Data entries

========================================================================

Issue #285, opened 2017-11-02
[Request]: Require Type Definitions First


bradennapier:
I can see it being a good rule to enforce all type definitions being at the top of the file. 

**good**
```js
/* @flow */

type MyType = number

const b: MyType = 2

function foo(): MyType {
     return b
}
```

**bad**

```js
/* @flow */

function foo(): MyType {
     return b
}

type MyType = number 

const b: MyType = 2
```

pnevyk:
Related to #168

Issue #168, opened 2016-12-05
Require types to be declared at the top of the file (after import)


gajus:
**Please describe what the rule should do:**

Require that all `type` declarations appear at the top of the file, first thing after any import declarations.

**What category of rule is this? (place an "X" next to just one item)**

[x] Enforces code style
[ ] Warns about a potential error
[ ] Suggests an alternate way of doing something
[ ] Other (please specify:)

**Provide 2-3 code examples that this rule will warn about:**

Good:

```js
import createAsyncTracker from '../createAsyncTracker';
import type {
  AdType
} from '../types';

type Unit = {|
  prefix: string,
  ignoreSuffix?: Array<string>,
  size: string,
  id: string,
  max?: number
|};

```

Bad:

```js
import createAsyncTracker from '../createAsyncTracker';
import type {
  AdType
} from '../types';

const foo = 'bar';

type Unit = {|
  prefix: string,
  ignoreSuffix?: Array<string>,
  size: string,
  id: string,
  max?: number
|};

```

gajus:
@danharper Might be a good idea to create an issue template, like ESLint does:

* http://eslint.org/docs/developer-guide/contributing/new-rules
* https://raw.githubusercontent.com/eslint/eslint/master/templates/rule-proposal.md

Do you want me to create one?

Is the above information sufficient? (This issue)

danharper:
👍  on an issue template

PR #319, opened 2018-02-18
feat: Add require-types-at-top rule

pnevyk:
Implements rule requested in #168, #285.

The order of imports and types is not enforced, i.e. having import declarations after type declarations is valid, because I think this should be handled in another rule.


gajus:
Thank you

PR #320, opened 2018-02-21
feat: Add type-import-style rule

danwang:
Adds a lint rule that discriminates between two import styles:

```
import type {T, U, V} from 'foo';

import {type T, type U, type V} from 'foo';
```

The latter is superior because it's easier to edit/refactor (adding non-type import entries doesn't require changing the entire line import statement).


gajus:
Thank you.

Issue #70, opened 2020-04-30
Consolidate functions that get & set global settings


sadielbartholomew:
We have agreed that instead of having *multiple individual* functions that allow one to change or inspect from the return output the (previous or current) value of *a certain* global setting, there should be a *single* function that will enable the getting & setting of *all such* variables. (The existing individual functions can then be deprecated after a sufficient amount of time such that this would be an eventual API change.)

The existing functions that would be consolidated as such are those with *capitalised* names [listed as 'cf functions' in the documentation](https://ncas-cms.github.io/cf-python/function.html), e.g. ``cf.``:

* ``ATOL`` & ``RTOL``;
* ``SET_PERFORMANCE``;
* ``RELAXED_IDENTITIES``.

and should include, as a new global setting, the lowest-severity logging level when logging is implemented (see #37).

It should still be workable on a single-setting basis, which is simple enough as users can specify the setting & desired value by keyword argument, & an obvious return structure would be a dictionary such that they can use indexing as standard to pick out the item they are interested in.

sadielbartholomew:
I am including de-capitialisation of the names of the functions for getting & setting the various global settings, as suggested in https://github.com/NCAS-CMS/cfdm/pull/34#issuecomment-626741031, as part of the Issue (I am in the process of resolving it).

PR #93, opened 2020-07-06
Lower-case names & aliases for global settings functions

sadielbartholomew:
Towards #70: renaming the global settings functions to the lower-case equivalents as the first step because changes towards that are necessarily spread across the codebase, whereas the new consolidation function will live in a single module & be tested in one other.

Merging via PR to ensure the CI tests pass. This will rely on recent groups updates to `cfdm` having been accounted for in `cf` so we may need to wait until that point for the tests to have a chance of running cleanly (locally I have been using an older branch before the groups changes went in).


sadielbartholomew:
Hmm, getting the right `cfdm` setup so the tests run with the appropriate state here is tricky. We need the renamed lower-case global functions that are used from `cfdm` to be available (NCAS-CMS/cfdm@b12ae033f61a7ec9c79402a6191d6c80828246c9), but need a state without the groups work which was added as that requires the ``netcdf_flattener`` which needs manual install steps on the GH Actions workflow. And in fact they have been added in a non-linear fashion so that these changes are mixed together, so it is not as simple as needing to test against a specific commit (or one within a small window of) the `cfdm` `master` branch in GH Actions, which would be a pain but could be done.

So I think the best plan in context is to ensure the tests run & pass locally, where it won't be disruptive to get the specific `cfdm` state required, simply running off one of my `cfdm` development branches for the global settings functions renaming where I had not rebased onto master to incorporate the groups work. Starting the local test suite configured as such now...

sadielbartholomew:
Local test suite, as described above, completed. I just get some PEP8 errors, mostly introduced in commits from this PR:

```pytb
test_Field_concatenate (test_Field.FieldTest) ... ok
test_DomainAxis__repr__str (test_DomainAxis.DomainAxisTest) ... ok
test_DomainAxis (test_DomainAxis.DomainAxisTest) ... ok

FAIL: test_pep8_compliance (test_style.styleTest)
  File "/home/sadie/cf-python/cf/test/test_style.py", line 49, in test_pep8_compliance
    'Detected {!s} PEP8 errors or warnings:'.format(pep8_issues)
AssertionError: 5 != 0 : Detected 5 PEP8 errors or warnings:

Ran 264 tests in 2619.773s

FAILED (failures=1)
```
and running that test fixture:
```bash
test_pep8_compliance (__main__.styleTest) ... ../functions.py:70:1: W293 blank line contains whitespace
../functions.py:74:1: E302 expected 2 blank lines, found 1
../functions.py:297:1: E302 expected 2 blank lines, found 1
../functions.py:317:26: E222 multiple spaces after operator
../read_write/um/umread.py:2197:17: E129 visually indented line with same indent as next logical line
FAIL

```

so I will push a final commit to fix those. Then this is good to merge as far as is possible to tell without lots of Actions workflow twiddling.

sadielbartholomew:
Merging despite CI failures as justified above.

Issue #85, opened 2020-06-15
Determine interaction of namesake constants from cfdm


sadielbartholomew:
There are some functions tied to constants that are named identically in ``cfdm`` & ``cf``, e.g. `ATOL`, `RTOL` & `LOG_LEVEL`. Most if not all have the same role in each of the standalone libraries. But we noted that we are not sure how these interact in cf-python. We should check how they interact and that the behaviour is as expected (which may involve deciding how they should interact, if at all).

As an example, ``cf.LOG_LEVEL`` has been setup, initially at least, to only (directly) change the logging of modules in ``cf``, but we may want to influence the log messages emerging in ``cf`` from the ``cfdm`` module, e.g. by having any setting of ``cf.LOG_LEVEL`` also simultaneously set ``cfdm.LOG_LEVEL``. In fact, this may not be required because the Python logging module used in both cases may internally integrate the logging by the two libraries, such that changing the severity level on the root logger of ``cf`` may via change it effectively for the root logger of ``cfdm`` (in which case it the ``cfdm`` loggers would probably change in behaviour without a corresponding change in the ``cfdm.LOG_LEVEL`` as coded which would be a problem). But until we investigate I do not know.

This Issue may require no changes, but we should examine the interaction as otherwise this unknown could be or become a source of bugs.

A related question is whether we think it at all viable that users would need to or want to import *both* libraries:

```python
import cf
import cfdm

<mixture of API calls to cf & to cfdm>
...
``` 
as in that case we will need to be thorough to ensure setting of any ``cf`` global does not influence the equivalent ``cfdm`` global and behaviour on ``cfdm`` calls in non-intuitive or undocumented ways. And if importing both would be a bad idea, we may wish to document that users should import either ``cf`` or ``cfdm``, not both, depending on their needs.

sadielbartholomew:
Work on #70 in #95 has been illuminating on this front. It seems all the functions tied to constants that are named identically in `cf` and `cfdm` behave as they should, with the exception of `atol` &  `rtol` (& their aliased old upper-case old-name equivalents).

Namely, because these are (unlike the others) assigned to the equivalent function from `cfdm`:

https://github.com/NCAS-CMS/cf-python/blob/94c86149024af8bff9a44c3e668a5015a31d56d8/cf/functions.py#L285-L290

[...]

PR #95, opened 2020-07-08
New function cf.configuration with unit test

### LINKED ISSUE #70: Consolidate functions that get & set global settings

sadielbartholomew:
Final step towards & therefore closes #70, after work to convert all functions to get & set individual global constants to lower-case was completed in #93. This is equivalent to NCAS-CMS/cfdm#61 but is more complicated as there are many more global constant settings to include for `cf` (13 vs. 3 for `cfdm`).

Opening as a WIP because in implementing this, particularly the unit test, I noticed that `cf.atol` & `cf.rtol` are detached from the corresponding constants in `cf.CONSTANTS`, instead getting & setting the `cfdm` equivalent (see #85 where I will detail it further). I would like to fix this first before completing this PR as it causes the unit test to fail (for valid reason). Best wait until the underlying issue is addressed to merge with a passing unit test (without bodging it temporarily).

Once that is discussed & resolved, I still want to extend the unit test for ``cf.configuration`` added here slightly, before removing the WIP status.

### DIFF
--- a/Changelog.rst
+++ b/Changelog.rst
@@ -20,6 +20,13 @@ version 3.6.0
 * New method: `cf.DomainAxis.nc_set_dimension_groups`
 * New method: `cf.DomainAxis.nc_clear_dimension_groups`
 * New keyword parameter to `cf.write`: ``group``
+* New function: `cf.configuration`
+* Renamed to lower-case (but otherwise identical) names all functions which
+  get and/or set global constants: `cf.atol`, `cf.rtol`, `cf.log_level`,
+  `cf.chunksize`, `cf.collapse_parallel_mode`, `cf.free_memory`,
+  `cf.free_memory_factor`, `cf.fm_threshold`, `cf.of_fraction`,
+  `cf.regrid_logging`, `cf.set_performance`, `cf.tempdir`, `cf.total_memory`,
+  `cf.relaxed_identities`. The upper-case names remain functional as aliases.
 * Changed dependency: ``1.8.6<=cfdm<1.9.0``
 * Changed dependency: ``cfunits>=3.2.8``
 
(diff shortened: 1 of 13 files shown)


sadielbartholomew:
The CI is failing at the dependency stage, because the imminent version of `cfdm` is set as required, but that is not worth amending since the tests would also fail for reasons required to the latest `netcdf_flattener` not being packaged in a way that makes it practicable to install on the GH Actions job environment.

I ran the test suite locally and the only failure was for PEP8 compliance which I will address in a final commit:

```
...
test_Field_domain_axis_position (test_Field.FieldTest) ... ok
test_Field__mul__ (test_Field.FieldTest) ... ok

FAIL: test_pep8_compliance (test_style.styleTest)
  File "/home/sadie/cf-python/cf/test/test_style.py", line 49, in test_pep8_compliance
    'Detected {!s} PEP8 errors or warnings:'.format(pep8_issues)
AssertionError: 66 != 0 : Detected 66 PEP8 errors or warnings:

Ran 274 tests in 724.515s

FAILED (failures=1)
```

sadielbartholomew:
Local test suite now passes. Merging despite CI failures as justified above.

========================================================================

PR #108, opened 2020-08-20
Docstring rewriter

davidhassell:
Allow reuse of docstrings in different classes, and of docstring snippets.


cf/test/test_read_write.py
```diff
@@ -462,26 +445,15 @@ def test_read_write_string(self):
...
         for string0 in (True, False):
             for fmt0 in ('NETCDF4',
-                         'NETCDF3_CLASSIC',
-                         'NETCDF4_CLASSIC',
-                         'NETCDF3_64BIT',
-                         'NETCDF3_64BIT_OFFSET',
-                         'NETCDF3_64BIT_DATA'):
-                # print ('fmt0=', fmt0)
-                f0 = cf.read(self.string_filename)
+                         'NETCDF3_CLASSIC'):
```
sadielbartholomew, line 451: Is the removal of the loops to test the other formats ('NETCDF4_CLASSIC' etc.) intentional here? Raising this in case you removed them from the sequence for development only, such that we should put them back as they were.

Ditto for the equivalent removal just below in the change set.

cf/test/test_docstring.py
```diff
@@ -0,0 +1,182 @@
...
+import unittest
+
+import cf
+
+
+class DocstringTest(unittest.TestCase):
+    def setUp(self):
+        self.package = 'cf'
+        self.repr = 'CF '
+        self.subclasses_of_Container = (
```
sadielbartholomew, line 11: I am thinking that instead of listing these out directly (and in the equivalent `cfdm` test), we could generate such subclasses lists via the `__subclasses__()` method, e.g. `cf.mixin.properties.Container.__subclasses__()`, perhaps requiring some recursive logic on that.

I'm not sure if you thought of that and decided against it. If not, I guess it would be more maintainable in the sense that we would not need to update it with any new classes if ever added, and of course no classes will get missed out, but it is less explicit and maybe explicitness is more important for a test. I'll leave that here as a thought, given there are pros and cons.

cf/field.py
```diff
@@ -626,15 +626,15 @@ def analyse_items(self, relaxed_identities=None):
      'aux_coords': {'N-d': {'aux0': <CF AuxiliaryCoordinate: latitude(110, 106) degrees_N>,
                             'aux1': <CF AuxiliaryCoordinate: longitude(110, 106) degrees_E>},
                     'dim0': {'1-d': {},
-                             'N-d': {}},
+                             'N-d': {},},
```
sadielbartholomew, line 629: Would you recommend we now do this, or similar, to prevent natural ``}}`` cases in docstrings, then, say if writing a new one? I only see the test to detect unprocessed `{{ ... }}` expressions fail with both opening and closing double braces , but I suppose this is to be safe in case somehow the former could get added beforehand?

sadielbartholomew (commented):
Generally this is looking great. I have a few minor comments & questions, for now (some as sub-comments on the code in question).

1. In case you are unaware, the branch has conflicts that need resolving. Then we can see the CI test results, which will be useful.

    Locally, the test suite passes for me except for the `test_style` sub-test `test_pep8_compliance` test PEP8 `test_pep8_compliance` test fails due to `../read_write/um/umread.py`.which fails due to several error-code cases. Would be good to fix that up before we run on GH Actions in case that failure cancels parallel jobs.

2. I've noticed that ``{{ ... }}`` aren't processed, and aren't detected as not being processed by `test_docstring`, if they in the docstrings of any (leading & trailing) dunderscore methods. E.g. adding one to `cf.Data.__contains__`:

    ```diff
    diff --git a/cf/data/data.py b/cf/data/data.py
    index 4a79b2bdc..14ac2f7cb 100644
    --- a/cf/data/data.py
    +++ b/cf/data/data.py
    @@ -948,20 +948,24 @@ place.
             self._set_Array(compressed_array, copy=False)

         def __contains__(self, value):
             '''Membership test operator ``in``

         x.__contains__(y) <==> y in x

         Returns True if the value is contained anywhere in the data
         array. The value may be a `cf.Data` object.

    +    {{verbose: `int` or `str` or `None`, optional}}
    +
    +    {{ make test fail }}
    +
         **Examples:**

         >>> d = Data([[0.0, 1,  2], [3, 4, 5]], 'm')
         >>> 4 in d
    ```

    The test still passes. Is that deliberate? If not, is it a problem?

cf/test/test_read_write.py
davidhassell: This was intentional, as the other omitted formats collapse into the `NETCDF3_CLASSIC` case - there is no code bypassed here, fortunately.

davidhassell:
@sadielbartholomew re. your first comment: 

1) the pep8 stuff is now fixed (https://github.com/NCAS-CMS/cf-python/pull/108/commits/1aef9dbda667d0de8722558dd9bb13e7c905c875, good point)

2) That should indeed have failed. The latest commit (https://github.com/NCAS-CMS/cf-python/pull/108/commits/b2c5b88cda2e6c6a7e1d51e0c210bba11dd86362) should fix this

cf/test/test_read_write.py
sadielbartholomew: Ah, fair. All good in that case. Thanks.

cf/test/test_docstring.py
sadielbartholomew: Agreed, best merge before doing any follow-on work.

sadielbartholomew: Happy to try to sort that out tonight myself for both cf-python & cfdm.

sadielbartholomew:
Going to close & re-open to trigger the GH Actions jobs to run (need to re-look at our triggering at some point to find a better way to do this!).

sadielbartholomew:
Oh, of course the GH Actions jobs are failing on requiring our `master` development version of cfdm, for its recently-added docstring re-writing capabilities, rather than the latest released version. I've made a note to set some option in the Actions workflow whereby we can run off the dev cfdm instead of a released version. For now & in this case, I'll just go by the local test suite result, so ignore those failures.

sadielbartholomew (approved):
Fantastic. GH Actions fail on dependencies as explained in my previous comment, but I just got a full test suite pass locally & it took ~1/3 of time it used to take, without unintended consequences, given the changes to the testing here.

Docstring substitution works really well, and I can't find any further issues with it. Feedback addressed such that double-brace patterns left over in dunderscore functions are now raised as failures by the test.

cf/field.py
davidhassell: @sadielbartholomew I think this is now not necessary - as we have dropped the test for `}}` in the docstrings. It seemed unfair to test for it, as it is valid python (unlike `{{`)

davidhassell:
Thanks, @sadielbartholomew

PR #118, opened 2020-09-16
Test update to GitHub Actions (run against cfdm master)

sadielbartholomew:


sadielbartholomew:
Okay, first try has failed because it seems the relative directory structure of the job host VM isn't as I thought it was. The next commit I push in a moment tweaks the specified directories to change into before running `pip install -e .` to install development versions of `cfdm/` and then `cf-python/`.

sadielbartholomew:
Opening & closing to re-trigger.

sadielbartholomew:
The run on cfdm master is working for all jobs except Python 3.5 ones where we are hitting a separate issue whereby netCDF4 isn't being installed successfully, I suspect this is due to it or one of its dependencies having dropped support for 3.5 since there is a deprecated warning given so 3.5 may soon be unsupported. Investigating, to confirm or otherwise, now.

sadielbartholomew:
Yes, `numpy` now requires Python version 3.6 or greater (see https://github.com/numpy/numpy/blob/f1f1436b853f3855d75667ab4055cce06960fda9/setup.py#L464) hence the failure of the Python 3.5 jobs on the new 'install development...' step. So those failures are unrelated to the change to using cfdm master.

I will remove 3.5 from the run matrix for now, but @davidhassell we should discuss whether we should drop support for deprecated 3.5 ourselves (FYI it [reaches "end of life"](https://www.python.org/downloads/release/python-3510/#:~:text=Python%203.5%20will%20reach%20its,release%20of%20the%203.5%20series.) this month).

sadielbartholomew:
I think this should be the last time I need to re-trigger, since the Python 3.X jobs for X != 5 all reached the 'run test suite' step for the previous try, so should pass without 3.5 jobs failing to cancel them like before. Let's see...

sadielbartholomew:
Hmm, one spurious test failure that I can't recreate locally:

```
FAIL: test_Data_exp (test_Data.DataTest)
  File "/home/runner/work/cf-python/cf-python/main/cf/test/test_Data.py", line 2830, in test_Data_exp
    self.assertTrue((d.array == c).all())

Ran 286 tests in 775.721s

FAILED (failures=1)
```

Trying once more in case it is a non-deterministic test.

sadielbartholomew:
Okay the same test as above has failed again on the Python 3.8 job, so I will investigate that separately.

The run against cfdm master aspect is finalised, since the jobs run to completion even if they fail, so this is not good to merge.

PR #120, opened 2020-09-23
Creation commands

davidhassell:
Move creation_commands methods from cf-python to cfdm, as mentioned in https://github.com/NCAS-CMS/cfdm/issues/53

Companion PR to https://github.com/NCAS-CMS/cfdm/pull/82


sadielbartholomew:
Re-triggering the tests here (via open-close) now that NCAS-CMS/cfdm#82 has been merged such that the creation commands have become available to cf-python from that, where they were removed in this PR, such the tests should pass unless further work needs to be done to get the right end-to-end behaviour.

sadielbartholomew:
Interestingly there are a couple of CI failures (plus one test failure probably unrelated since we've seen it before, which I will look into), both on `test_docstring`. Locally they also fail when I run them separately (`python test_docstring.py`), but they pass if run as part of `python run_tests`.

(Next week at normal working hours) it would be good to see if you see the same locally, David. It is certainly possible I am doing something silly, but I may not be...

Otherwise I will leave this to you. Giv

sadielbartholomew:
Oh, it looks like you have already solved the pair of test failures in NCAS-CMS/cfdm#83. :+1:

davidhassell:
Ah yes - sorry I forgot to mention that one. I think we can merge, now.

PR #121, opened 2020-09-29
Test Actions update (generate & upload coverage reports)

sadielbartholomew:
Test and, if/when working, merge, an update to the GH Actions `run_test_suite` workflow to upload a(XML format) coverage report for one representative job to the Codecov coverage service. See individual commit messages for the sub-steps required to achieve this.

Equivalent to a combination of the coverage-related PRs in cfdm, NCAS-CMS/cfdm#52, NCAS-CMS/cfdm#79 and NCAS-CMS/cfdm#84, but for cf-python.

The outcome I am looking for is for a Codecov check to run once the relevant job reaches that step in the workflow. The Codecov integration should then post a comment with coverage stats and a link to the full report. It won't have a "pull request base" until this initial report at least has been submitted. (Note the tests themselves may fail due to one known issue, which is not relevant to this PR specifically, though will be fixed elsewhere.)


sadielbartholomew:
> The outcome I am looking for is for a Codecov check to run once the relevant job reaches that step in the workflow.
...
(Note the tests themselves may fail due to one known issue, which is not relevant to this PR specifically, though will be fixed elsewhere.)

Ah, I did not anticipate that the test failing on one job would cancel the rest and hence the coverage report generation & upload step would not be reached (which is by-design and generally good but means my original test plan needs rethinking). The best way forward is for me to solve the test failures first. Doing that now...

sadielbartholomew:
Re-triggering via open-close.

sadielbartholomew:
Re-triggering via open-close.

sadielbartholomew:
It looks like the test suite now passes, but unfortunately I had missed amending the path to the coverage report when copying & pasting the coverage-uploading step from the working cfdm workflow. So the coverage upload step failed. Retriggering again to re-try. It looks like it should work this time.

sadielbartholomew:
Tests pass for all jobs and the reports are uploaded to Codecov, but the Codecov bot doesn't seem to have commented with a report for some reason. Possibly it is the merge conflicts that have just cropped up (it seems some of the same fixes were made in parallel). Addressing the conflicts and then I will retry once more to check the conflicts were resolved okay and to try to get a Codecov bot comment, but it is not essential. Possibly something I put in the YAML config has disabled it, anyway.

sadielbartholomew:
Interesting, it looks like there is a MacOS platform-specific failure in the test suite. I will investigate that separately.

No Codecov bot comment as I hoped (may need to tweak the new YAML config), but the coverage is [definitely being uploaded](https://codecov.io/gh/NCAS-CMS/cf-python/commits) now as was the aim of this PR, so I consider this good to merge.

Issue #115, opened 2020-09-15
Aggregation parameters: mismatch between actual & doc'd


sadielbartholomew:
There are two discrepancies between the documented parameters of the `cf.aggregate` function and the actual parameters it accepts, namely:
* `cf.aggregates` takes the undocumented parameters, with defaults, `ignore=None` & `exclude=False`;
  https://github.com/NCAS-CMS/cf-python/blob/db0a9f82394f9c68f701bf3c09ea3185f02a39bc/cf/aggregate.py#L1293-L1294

========================================================================

### WHAT YOU NEED TO DO
Using the entries above, repeat only the lines from the one containing "Issue #285, opened 2017-11-02" through the one containing "rule should do:**", end lines included.

### SOLUTION FOR THIS TASK
Issue #285, opened 2017-11-02
[Request]: Require Type Definitions First


bradennapier:
I can see it being a good rule to enforce all type definitions being at the top of the file. 

**good**
```js
/* @flow */

type MyType = number

const b: MyType = 2

function foo(): MyType {
     return b
}
```

**bad**

```js
/* @flow */

function foo(): MyType {
     return b
}

type MyType = number 

const b: MyType = 2
```

pnevyk:
Related to #168

Issue #168, opened 2016-12-05
Require types to be declared at the top of the file (after import)


gajus:
**Please describe what the rule should do:**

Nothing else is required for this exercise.